Look Delta on my road bikes. Been using them years, add that to a five year old pair of Spesh Pro Carbon shoes. Both pedals were top end in their time, campag record carbon looks and a set of Look Carbo Pros.


----------



## jann71 (16 Sep 2012)

I had shimano spd sl and hated them. Have used Spds on other bikes for years.
As the road shoes were £90, I have now changed to look keo easy and love them.


----------



## antonypo (16 Sep 2012)

Sorry to be so naive but what are SPD'S Are they clips? I dont want to be tied to the pedals. I think its dangerous on traffic ridden roads. If you fall off you can hurt yourself if you dont get out of them in time.


----------



## palinurus (16 Sep 2012)

antonypo said:


> Sorry to be so naive but what are SPD'S Are they clips? I dont want to be tied to the pedals. I think its dangerous on traffic ridden roads. If you fall off you can hurt yourself if you dont get out of them in time.


 
"clipless" or clip-in pedals. Easier to get in and out of than the old toe clips. I use them on most of my bikes, some of which I fall off of fairly frequently (I dabble in cyclocross), mostly my feet find a way out without me having to think about it.


----------



## antonypo (16 Sep 2012)

ive seen a a pair of muddyfox http://www.sportsdirect.com/muddyfox-rbs-carbon-mens-cycling-shoes-144017 but they seem to have just screws sticking out of them. how do they fit spd peddles. Also they quote spd -sl. Are there different types of fit or is this spd? Ive tried them on in the shop and they fit great especially with the ratchet top. Secondly what are the best spd peddles to fit please. KEEN TO TRY NOW !!!


----------



## Tight Git (16 Sep 2012)

Those shoes won't fit spd as they are spd-sl which is a different fitment. The cleat (plastic bit) screws onto the sole using the holes. Spd have 2 holes and the sl 3 holes.


----------



## palinurus (16 Sep 2012)

antonypo said:


> ive seen a a pair of muddyfox http://www.sportsdirect.com/muddyfox-rbs-carbon-mens-cycling-shoes-144017 but they seem to have just screws sticking out of them. how do they fit spd peddles. Also they quote spd -sl. Are there different types of fit or is this spd? Ive tried them on in the shop and they fit great especially with the ratchet top. Secondly what are the best spd peddles to fit please. KEEN TO TRY NOW !!!


 
That type of shoe design is good for road riding where you don't need to walk much- good for a club rider or someone who races perhaps.

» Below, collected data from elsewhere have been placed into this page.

PR #301, opened 2018-02-22
better error message when shape of field.data is not as expected

delandmeterp:
Error message looks like:

WARNING: Casting field data to np.float32
  File "test.py", line 37, in <module>
    field_set = FieldSet.from_data(data, dimensions,mesh='spherical', allow_time_extrapolation=True)#, transpose=False)
  File "/Users/delandmeter/sources/parcels/parcels/fieldset.py", line 73, in from_data
    allow_time_extrapolation=allow_time_extrapolation, time_periodic=time_periodic, **kwargs)
  File "/Users/delandmeter/sources/parcels/parcels/field.py", line 233, in __init__
    self.data.shape[0], self.data.shape[1], self.data.shape[2]))
AssertionError: Field U expect a data shape of a [tdim, ydim, xdim] = [1 81 131], but data is [1 131 81]

@erikvansebille , do you think we should even improve it? The message is perfect for someone using tdim > 1. But if original array has shape (131 81), it will have the following message, since we add the t dimension to the original data, the final message looks like above.

### DIFF
--- a/parcels/field.py
+++ b/parcels/field.py
@@ -143,7 +143,12 @@ class Field(object):
     """Class that encapsulates access to field data.
 
     :param name: Name of the field
-    :param data: 2D, 3D or 4D numpy array of field data
+    :param data: 2D, 3D or 4D numpy array of field data.
+           1. If data shape is [xdim, ydim], [xdim, ydim, zdim], [xdim, ydim, tdim] or [xdim, ydim, zdim, tdim],
+              Use the flag transpose=True
+           2. If data shape is [ydim, xdim], [zdim, ydim, xdim], [tdim, ydim, xdim] or [tdim, zdim, ydim, xdim],
+              Use the flat transpose=False
+           3. If data has any other shape, you first need to reorder it
     :param lon: Longitude coordinates (numpy vector or array) of the field (only if grid is None)
     :param lat: Latitude coordinates (numpy vector or array) of the field (only if grid is None)
     :param depth: Depth coordinates (numpy vector or array) of the field (only if grid is None)
--- a/parcels/field.py
+++ b/parcels/field.py
@@ -145,9 +145,10 @@ class Field(object):
     :param name: Name of the field
     :param data: 2D, 3D or 4D numpy array of field data.
            1. If data shape is [xdim, ydim], [xdim, ydim, zdim], [xdim, ydim, tdim] or [xdim, ydim, zdim, tdim],
-              Use the flag transpose=True
+              whichever is relevant for the dataset,
+              use the flag transpose=True
            2. If data shape is [ydim, xdim], [zdim, ydim, xdim], [tdim, ydim, xdim] or [tdim, zdim, ydim, xdim],
-              Use the flat transpose=False
+              use the flag transpose=False
            3. If data has any other shape, you first need to reorder it
     :param lon: Longitude coordinates (numpy vector or array) of the field (only if grid is None)
     :param lat: Latitude coordinates (numpy vector or array) of the field (only if grid is None)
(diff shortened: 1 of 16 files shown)


parcels/fieldset.py
```diff
@@ -40,6 +40,11 @@ def from_data(cls, data, dimensions, transpose=True, mesh='spherical',
 
         :param data: Dictionary mapping field names to numpy arrays.
                Note that at least a 'U' and 'V' numpy array need to be given
+               1. If data shape is [xdim, ydim], [xdim, ydim, zdim], [xdim, ydim, tdim] or [xdim, ydim, zdim, tdim],
+                  Use the flag transpose=True (default value)
+               2. If data shape is [ydim, xdim], [zdim, ydim, xdim], [tdim, ydim, xdim] or [tdim, zdim, ydim, xdim],
+                  Use the flat transpose=False
```
erikvansebille: `flat` should be `flag`

Same of course for docstring in `field.py`

parcels/fieldset.py
```diff
@@ -40,6 +40,11 @@ def from_data(cls, data, dimensions, transpose=True, mesh='spherical',
...
+               3. If data has any other shape, you first need to reorder it
```
erikvansebille: add `to dimensions [ydim, xdim], [zdim, ydim, xdim], [tdim, ydim, xdim] or [tdim, zdim, ydim, xdim], whichever is relevant for your data set`

Same of course for docstring in `field.py`

parcels/field.py
```diff
@@ -222,9 +227,15 @@ def __init__(self, name, data, lon=None, lat=None, depth=None, time=None, grid=N
...
         if len(self.data.shape) == 4:
-            assert self.data.shape == (self.grid.tdim, self.grid.zdim, self.grid.ydim, self.grid.xdim)
+            assert self.data.shape == (self.grid.tdim, self.grid.zdim, self.grid.ydim, self.grid.xdim), \
+                                      ('Field %s expect a data shape of a [tdim, zdim, ydim, xdim] = [%d %d %d %d], but data is [%d %d %d %d]' %
+                                       (self.name, self.grid.tdim, self.grid.zdim, self.grid.ydim, self.grid.xdim,
+                                        self.data.shape[0], self.data.shape[1], self.data.shape[2], self.data.shape[3]))
         else:
-            assert self.data.shape == (self.grid.tdim, self.grid.ydim, self.grid.xdim)
+            assert self.data.shape == (self.grid.tdim, self.grid.ydim, self.grid.xdim), \
+                                      ('Field %s expect a data shape of a [tdim, ydim, xdim] = [%d %d %d], but data is [%d %d %d]' %
```
erikvansebille: change `Field %sexpect` to `Field %s: expecting`

Also, add that flag `transpose=True` might be used to fix this

parcels/field.py
```diff
@@ -143,7 +143,13 @@ class Field(object):
     """Class that encapsulates access to field data.
 
     :param name: Name of the field
-    :param data: 2D, 3D or 4D numpy array of field data
+    :param data: 2D, 3D or 4D numpy array of field data.
+           1. If data shape is [xdim, ydim], [xdim, ydim, zdim], [xdim, ydim, tdim] or [xdim, ydim, zdim, tdim],
+              whichever is relevant for the dataset,
+              use the flag transpose=True
```
erikvansebille: Why over three lines here? Can be two lines if you remove the return between dataset, and use

parcels/fieldset.py
```diff
@@ -34,12 +34,18 @@ def __init__(self, U, V, fields={}):
...
-    def from_data(cls, data, dimensions, transpose=True, mesh='spherical',
+    def from_data(cls, data, dimensions, transpose=False, mesh='spherical',
                   allow_time_extrapolation=True, time_periodic=False, **kwargs):
         """Initialise FieldSet object from raw data
 
         :param data: Dictionary mapping field names to numpy arrays.
                Note that at least a 'U' and 'V' numpy array need to be given
+               1. If data shape is [xdim, ydim], [xdim, ydim, zdim], [xdim, ydim, tdim] or [xdim, ydim, zdim, tdim],
+                  whichever is relevant for the dataset,
+                  use the flag transpose=True
```
erikvansebille: See comment above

For most other types of cycling a shoe with a recessed cleat (examples being Shimano SPD or the Crank Bros type design) is often better since you can walk in them more easily- great for all sorts of riding, including touring, mountainbiking and going to Sainsbury's (although hardly necessary for the latter). These systems are also easier to use since you can clip in on either side of the pedal (or four sides in the case of Crank Bros.)

So you need to select the shoe /pedal system that suits your type of riding (and whether you need to walk in them too), there isn't really a best pedal- you choose one to match your requirements.

Right, the shoes generally have three screw threads in them (road style cleats like Look, Shimano SPD-SL etc.) or two (recessed cleat designs like SPD). The cleat is supplied with the pedal and is attached to the shoe, this being the interface between the shoe and pedal.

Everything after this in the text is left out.